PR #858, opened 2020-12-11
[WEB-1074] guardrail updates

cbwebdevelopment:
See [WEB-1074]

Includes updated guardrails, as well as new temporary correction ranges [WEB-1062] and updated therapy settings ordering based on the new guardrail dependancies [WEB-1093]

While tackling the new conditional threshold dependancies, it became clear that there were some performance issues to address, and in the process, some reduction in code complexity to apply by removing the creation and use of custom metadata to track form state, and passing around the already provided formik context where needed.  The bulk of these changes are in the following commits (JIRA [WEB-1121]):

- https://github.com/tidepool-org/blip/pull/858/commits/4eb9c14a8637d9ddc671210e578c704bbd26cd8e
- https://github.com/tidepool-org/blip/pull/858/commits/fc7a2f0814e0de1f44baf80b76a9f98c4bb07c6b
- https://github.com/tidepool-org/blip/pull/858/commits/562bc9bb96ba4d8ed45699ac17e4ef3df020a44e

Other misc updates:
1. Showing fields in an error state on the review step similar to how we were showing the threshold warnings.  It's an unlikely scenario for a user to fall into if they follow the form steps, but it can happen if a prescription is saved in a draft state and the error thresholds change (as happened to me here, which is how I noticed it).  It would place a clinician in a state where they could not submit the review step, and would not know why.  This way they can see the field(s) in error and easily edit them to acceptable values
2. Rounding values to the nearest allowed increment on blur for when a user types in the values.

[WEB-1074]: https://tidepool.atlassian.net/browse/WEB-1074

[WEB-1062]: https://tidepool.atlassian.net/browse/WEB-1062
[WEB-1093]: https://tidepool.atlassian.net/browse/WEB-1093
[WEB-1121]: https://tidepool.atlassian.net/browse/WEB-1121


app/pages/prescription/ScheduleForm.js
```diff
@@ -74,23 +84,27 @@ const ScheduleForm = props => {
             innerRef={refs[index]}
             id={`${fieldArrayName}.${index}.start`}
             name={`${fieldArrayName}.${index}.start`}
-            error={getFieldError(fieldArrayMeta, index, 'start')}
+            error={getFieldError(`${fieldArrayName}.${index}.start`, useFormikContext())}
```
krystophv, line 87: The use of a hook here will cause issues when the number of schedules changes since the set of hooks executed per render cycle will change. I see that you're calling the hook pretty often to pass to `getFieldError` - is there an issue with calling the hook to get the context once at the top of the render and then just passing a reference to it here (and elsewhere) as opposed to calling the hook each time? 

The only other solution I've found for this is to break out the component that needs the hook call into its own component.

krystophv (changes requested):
________________
* [About this task] Show all lines above holding the word "index".

* [Problem solution]
             innerRef={refs[index]}
             id={`${fieldArrayName}.${index}.start`}
             name={`${fieldArrayName}.${index}.start`}
-            error={getFieldError(fieldArrayMeta, index, 'start')}
+            error={getFieldError(`${fieldArrayName}.${index}.start`, useFormikContext())}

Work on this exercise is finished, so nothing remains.